Palestinians demand salaries as sanctions, cash crisis bite
RAMALLAH, West Bank
RAMALLAH, West Bank (Reuters) - Hundreds of Palestinian government workers protested outside their prime minister's office on Tuesday saying they had not received a full salary in almost three months amid a deepening financial crisis.
A cash shortfall in the Palestinian Authority worsened after Israel imposed sanctions following the West Bank government's successful bid to gain de-facto recognition of Palestine as a state at the U.N. General Assembly in November.

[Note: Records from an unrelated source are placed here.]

PR #1577, opened 2018-08-09
Improve main page (index.html) speed

ylemkimon:
* Inline Font Awesome icons using SVG
  * Upgrade to Font Awesome 5.2.0, which provides SVG for icons
  * Instead of including whole webfont and stylesheet, inline SVG and CSS rules
* Preload KaTeX fonts
  * Only supported by few browsers (https://caniuse.com/#feat=link-rel-preload), which all support WOFF2 (https://caniuse.com/#feat=woff2)
  * https://developer.mozilla.org/en-US/docs/Web/HTML/Preloading_content

Both prevents FOUT and FOIT.

* Defer loading javascripts
  * Supported by most browsers (https://caniuse.com/#feat=script-defer)
  * https://developer.mozilla.org/en-US/docs/Web/HTML/Element/script#Attributes

I'll add to documentation what I've learned here.


ylemkimon:
@kevinbarabash Is Khan Academy still using Google Analytics?

website/static/js/index.js
```diff
@@ -1,6 +1,6 @@
 /* eslint-disable no-var */
 /* global katex: false */
-window.startup = function() {
+document.addEventListener("DOMContentLoaded", function() {
```
ylemkimon: This is to support browsers that don't support `defer`, but I'm not sure it's necessary.

website/pages/index.html
```diff
@@ -1,4 +1,9 @@
 <!DOCTYPE html>
+<!-- This page uses following open source softwares:
```
edemaine: "softwares" should be "software" (collective noun)

website/static/js/index.js
```diff
@@ -31,4 +31,4 @@ window.startup = function() {
     });
 
     doDemo();
-};
+})();
```
edemaine: I take it the `<script defer`s are guaranteed to execute in order, and only after the DOM has loaded?  [Yep](https://developer.mozilla.org/en-US/docs/Web/HTML/Element/script).  Cool.

website/pages/index.html
```diff
@@ -75,9 +96,18 @@ <h1 class="logo tex" data-expr="\KaTeX">KaTeX</h1>
...
+          View on GitHub
+        </a>
```
edemaine: It's a shame these have to be repeated, but we are saving 76KB in the woff2 file load (and the roundtrips for the fontawesome CSS and font files).

ylemkimon: @edemaine They probably will be compressed on most servers.

edemaine: Oh, true, gzip should deal with this well.

By the way -- is there some HTML linter we ought to be using? (not for this PR, just reviewing HTML made me wonder)

ylemkimon: @edemaine Not that I can think of. There seems to be [htmlhint](https://www.npmjs.com/package/htmlhint), but I haven't used it.

kevinbarabash:
> @kevinbarabash Is Khan Academy still using Google Analytics?

@ylemkimon I believe we are.  Why do you ask?

ylemkimon:
@kevinbarabash I was wondering whether I could remove GA.

kevinbarabash:
I didn't even realize there was Google Analytics code on this.  I doubt anyone uses this data, but let me ask our data analytics team first.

The demonstration in downtown Ramallah was the latest in a series of sporadically violent protests over cuts and tough austerity measures in the Israel-occupied West Bank.
"How can the world agree to this policy of collective punishment when our only crime was heading to the United Nations," said the head of Government Employees' Union, Bassam Zakarneh, at the protest.
"Our government did not plan for this rainy day, and we think that it has not found any way to deal with this crisis."
Deprived of potentially lucrative land and infrastructure by Israeli restrictions and Jewish settlements, the West Bank's economy depends on foreign aid.
But from a high of $1.8 billion in 2008, foreign aid plummeted to around $600 million last year, according to the Palestinian Monetary Authority.
Despite the shortfalls, hiring has continued to rise in the Palestinian Authority's swollen public sector, and efforts to improve tax and utility bill collections have only increased the public anger.
Anti-austerity protests in September descended into violent clashes with police and calls for the downfall of the government. Israeli officials have said a third Palestinian Intifada (uprising) may be in the offing.
The West Bank was captured by Israel in the 1967 Middle East War. Palestinians hope to make a future state in Gaza, the West Bank and East Jerusalem.
NO "SAFETY NET"
Frustrated Palestinian officials said Arab countries had failed to deliver a $100 million monthly "safety net" promised before the U.N. statehood move and accused Washington of pressing its Gulf allies not to pay.
"The U.S. administration made clear threats before our moves at the U.N. that our success would mean a political and financial siege on Palestine and its people," said Wasel Abu Yousef, a leader in the Palestine Liberation Organization (PLO).
"The Americans are pressuring Arab countries, and (the) strategy goes hand-in-hand with the piracy being conducted by the Israeli government on our funds," he told Reuters.
The U.S. consulate in Jerusalem did not immediately respond to a request for comment.
Around $200 million in U.S. budget assistance pledged by Washington in 2012 has been held up by Congress which is opposed to Palestinian moves that it says undermines Israel's security.
Israel controls entry and exit points in the occupied West Bank and has repeatedly withheld customs duties it collects on the Palestinians' behalf, a main source of government revenue, in response to Palestinian political moves it opposes.
Israel said in December it was retaining the dues to cover millions of dollars of unpaid bills with local utility firms.
"(Arab countries) know the depth of the crisis that will engulf us if their policy of not helping a brotherly country persists," Palestinian President Mahmoud Abbas said on a visit to Tunis on Monday.